Il racheta par des moyens habiles et des prix attractifs de nombreuses parcelles du massif. Puis, il ensemença le sol avec beaucoup de patience et d’intelligence pour le recouvrir d’une belle parure forestière qui, cent ans plus tard, sera labellisée par l’Unesco en réserve de biosphère. La consécration de son œuvre fut sans doute l’observatoire qui porte son nom et trône comme un drapeau au sommet de la montagne.
Cette obstination coûteuse aura raison de ses dernières ambitions. En effet, l’administration des Eaux et Forêts stoppa net les ambitions du génial forestier et il fut mis à la retraite à 63 ans ; son dossier administratif fut perdu.
Très affecté, Georges Fabre vécut encore quelques années avant de s’éteindre en 1911 de maladie et aussi de chagrin. Il ne devait plus jamais remonter au sommet de sa chère montagne. Mais cette tristesse fut largement compensée par l’estime et la reconnaissance que lui témoigneront les gens du pays.
À cet homme qui avait son assiette dans chaque ferme du coin, ils offriront avec leurs modestes économies une magnifique stèle qui sera apposée en bordure de la forêt domaniale, l’administration ayant refusé son inclusion dans le domaine forestier. Parmi ces gens, se trouvait son vieux complice Charles Flahault qui poursuivra l’œuvre du forestier jusqu’à sa mort, en 1935. ».
Cette stèle, une plaque d’ailleurs photographiée par Edmond Leenhardt sur un document est donc posée à l’entrée du chemin menant au Grand Hôtel Mont Aigoual, sur une propriété privée…

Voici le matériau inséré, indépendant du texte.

PR #548, opened 2026-09-21
perf(metrics): sample the host off the tokio worker

### LINKED ISSUE #522: The metrics dog walks the process table on the async scrape path
`sample_host` builds a `sysinfo::System` with process refresh on (`crates/shep-cli/src/dog/metrics/mod.rs:113`), which walks the whole process table. It is called from `handle_connection`, an `async fn` (`crates/shep-cli/src/dog/metrics/mod.rs:205`, call at `:253`), between two awaits.

So the walk runs on a tokio worker thread with nothing yielding. For the length of that walk the worker cannot serve any other task, including the dog's own shepherd channel.

Fix: `tokio::task::spawn_blocking` around the sample, awaiting its result. The function is already synchronous and takes no borrow from the async context, so it moves as it stands.

Magnitude: once per Prometheus scrape, typically every 15 to 60 seconds, and the walk is bounded by the host's process count. The comment above it already narrows the refresh as far as it can, including turning tasks off so Linux does not count every thread. What it cannot do is stop the walk blocking the runtime.

`whistle::read` also calls this, per its doc comment, so whichever fix lands should suit both callers.

ump45nose:
## Summary

`sample_host` walks the whole process table, and `handle_connection` called it inline between two awaits: for the length of the walk, the tokio worker serving that scrape could serve no other task — the dog's own shepherd channel included. Once per scrape is often and the walk is bounded by the host's process count, so the stall is short, but it is a stall on the one thread the dog needs responsive. The walk now runs on the blocking pool.

Closes #522.

## The change

One helper in `crates/shep-cli/src/dog/metrics/mod.rs`, beside `sample_host`:

```rust
pub(crate) async fn sample_host_off_worker() -> Option<HostReading> {
    tokio::task::spawn_blocking(sample_host)
        .await
        .unwrap_or_default()
}
```

Both async callers go through it:

- `handle_connection` — the scrape path the issue names.
- the whistle's `get_metrics` (`crates/shep-cli/src/whistle/read.rs`) — the same shape, per the issue's note that whichever fix lands should suit both callers. This tool had no test at all before; it has one now.

`sample_host` borrows nothing from the async context, so it moves as it stands. A panic inside the pool reads as `None`: `sample_host` is sysinfo calls that do not panic, so this cannot happen, and answering without the host block beats taking the caller down with it. The doc comment on the helper says so.

**The risk this introduces, and how it is covered.** The failure mode is silent: break the boundary plumbing and every existing assertion stays green while the host series quietly vanish from every scrape. So the boundary is pinned at both ends — `a_scrape_carries_the_host_sample` asserts the host series survive into the scrape response, `get_metrics_carries_the_host_sample` asserts the host row survives into the tool's reply. Checked both bite by making the helper answer `None` unconditionally: two red.

**What this does not test.** The property itself — that the walk no longer blocks a worker — cannot be asserted without a timing-sensitive test, and a flaky test is worse than none. What is pinned is that the sample still arrives, on every platform the gate runs on.

## Testing

| gate | result |
| --- | --- |
| `cargo test --workspace --all-features --no-fail-fast` | **8 failures, all pre-existing** — the same 8 fail on the pristine clone (7 `commands::hook::tests` from the running shepherd 0.1.8, 1 `tcp_probe` timing test). Everything else green: 4043 passed |

**Not tested:** Linux and Windows, and the non-blocking property itself. CI's half of the gate.

## Summary by CodeRabbit

* **Performance**
  * Improved metrics collection responsiveness by moving host data sampling off the asynchronous execution path.
  * Preserved host memory and uptime metrics during scrapes.
  * Maintained existing flock retrieval behavior for each metrics request.


TurtIeSocks:
@coderabbitai full review

TurtIeSocks:
@coderabbitai full review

La suite de l’histoire du Grand Hôtel Mont Aigoual est plus confuse
Selon certaines versions il aurait été exploité jusqu’en 1914, et il aurait été détruit. C’est notamment la version donnée par le document du CAUE 34.
Pour d’autres la guerre aurait entrainé sa faillite. Mais nous avons trouvé un document qui parle de l’hébergement de réfugiés Belges en septembre 1915.
Le premier, c’est l’« original », celui sur lequel nous avons beaucoup de document, nous l’avons identifié sous le nom de Grand Hôtel Mont Aigoual avec 6 fenêtres : GHMA 6 fenêtres.
En réalité il y en a plus mais la longueur de la façade de l’hôtel présente de 6 fenêtres. Il correspond au plan figurant dans la présentation du projet de 1906.
Ensuite le second, celui que nous nommerons GHMA 10 fenêtres.
Le bâtiment a été presque doublé en longueur.
Il semble qu’il corresponde à des photos des années 1930/1937.
C’est peut-être ce bâtiment qui connut un tragique destin.
Au départ, en 1906, puis confirmé en 1908, la gestion de l’hôtel fut confiée à M.Eckhardt.
Mais sans précision de prénom nous ne savons pas de qui il s’agissait. Car il y avait deux frères, Charles et Emile Eckhardt.
Emile étant né en 1882 il avait 24 ans en 1906 lors du lancement du projet et 62 ans en 1944.
Nous ne connaissons pas la destinée de son frère Charles Eckhardt mais celle d’Emile fut tragique.
« Né le 16 avril 1882 à Cannes il était maître d’hôtel, puis propriétaire du Grand Hôtel de l’Aigoual.
Il appartenait à la religion réformée, au moins lorsqu’il résida dans le Gard : son nom figure en effet sur une plaque commémorative des membres de l’Église protestante d’Ardaillers morts pendant les conflits du XXème siècle.
Conscrit de la classe 1902, il passa le conseil de révision en 1903. Maître d’hôtel de profession, il était, en 1919, hôtelier à Nice, rue Maccaroni.
En 1944, il était propriétaire du grand Hôtel de l’Aigoual, situé à proximité de l’emblématique sommet, point culminant des Cévennes et de sa station météorologique. ».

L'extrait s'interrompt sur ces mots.